AIM OF THE TASK:
Scan the lines below for the string "methods". Reply with how many match, and no other words.

DATA SHOWN:

PR #18810, opened 2023-11-16
[windows] fix memory leak in `WebView`

jonathanpeppers:
Context: https://github.com/heyThorsten/GCTest

Testing the sample app, I could see a leak in `WebView` on Windows. A memory snapshot showed:

    Microsoft.Maui.Handlers.WebViewHandler
        Windows.Foundation.TypedEventHandler<Microsoft.UI.Xaml.Controls.WebView2, Microsoft.UI.Xaml.Controls.CoreWebView2InitializedEventArgs>
            WinRT._EventSource_global__Windows_Foundation_TypedEventHandler_global__Microsoft_UI_Xaml_Controls_WebView2__global__Microsoft_UI_Xaml_Controls_CoreWebView2InitializedEventArgs_+EventState
                Windows.Foundation.TypedEventHandler<Microsoft.UI.Xaml.Controls.WebView2, Microsoft.UI.Xaml.Controls.CoreWebView2InitializedEventArgs> [Dependent Handle, Microsoft.Maui.Platform.LayoutPanel <0x2079E7A8D00>]
        Microsoft.UI.Xaml.RoutedEventHandler
            WinRT._EventSource_global__Microsoft_UI_Xaml_RoutedEventHandler+EventState
                Microsoft.UI.Xaml.RoutedEventHandler [Dependent Handle, Microsoft.Maui.Platform.LayoutPanel <0x2079E7A8D00>]

I could this same leak in `WebView` by updating `MemoryTests` to do:

    if (view is WebView webView)
    {
        webView.Source = new HtmlWebViewSource { Html = "<p>hi</p>" };
        await Task.Delay(1000);
    }

After a bit of debugging, I found that events on `WebView` seem to suffer from the same "circular reference" problem we see on iOS. This makes sense, as it is an unmanaged/native control. (Might be COM?)

So we have the cycle:

* `WebViewHandler` ->
* `WebView2` ->
* Various `WebView2` events:
  * `CoreWebView2Initialized`
  * `HistoryChanged`
  * `NavigationStarting`
  * `NavigationCompleted`
* `WebViewHandler`

Using the same pattern we've been using for iOS: creating a `WebView2Proxy` type solves the issue. Note that I didn't have to do this for all events, just the ones subscribing to `WebView2`-related events. I also don't see the `WebView2Proxy` object living forever, so the issue does appear to be a cycle.

### DIFF
--- a/src/Core/src/Handlers/WebView/WebViewHandler.Windows.cs
+++ b/src/Core/src/Handlers/WebView/WebViewHandler.Windows.cs
@@ -12,6 +12,7 @@ namespace Microsoft.Maui.Handlers
 	public partial class WebViewHandler : ViewHandler<IWebView, WebView2>
 	{
 		WebNavigationEvent _eventState;
+		readonly WebView2Proxy _proxy = new();
 		readonly HashSet<string> _loadedCookies = new();
 		Window? _window;
 
@@ -25,7 +26,7 @@ namespace Microsoft.Maui.Handlers
 
 		protected override void ConnectHandler(WebView2 platformView)
 		{
-			platformView.CoreWebView2Initialized += OnCoreWebView2Initialized;
+			_proxy.Connect(this, platformView);
 			base.ConnectHandler(platformView);
 
 			if (platformView.IsLoaded)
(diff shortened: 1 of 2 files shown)


src/Core/src/Handlers/WebView/WebViewHandler.Windows.cs
```diff
@@ -25,7 +26,7 @@ internal WebNavigationEvent CurrentNavigationEvent
 
 		protected override void ConnectHandler(WebView2 platformView)
 		{
-			platformView.CoreWebView2Initialized += OnCoreWebView2Initialized;
+			_proxy.Connect(this, platformView);
```
rmarinho, line 29: Hum shouldn't we just connect the proxy  when WebView2 is initialized? I think we need this I remember other bug related with this where there was an exception related with this. @Eilon  do you remember ?

jonathanpeppers: The connect method should be the same as what it was doing before:

```csharp
			public void Connect(WebViewHandler handler, WebView2 platformView)
			{
				_handler = new(handler);
				platformView.CoreWebView2Initialized += OnCoreWebView2Initialized;
			}
```
I don't think I changed any events -- just moved methods to a new class.

Eilon: @rmarinho hmm sorry I don't specifically remember a bug around this, but maybe there was.

rmarinho (approved):

Issue #18505, opened 2023-11-03
[Android] CollectionVIew scrolling performance on MAUI lags compared to XF


PureWeen:
### Description

Given the following layout

```XAML
<ContentPage>
     <CollectionView x:Name="cvGrid" Background="Yellow" HorizontalOptions="Fill"
                             BackgroundColor="Black">
		<CollectionView.ItemTemplate>
			<DataTemplate>
				<Grid BackgroundColor="Purple" ColumnDefinitions="25,25,25,25,25,25,25,25,25,25,25">
					<Label Grid.Column="0" TextColor="White" Text="{Binding Symbol}"></Label>
					<Label Grid.Column="1" TextColor="White" Text="{Binding Symbol}"></Label>
					<Label Grid.Column="2" TextColor="White" Text="{Binding Symbol}"></Label>
					<Label Grid.Column="3" TextColor="White" Text="{Binding Symbol}"></Label>
					<Label Grid.Column="4" TextColor="White" Text="{Binding Symbol}"></Label>
					<Label Grid.Column="5" TextColor="White" Text="{Binding Symbol}"></Label>
					<Label Grid.Column="6" TextColor="White" Text="{Binding Symbol}"></Label>
					<Label Grid.Column="7" TextColor="White" Text="{Binding Symbol}"></Label>
					<Label Grid.Column="8" TextColor="White" Text="{Binding Symbol}"></Label>
					<Label Grid.Column="9" TextColor="White" Text="{Binding Symbol}"></Label>
					<Label Grid.Column="10" TextColor="White" Text="{Binding Symbol}"></Label>
					<Label Grid.Column="11" TextColor="White" Text="{Binding Symbol}"></Label>
				</Grid>
			</DataTemplate>
		</CollectionView.ItemTemplate>
	</CollectionView>
</ContentPage>
```

the performance on XF is much better than MAUI

### Steps to Reproduce

Run the following projects on Android and you'll notice that the scrolling on XF is super smooth compared to MAUI. If you perform really fast scrolling, XF remains smooth whereas MAUI starts to glitch and slow down.

MAUI:
[MauiCollectionView.zip](https://github.com/dotnet/maui/files/13251041/MauiCollectionView.zip)

XF:
[XFCOllectionView.zip](https://github.com/dotnet/maui/files/13251061/XFCOllectionView.zip)

I didn't test this on WinUI/iOS yet but it would be good to validate there as well

### Version with bug

8.0.0-rc.2.9373

[...]

PR #18856, opened 2023-11-17
Removed vestigial UpdateContentLayout() method left over from Forms

hartez:
### Description of Change

The Forms version of ItemContentView called the UpdateContentLayout method when laying out each RecyclerView item to ensure that all cross-platform layout updates were applied. When the CollectionView was ported to MAUI, that method didn't appropriately handle the changes to margins in the layout, so a call to LayoutVirtualView was added to deal with that. Both methods effectively do the same job, so UpdateContentLayout is now redundant.

This change removes UpdateContentLayout so we don't lay out (and in some cases re-measure) the content unnecessarily.

### Issues Fixed

Does not fully address #18505, but it should help a bit.

### DIFF
--- a/src/Controls/src/Core/Handlers/Items/Android/ItemContentView.cs
+++ b/src/Controls/src/Core/Handlers/Items/Android/ItemContentView.cs
@@ -2,8 +2,6 @@
 using System;
 using Android.Content;
 using Android.Views;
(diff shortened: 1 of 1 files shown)


PureWeen:
Test failures unrelated

PureWeen (approved):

OUTPUT OF THE TASK:
2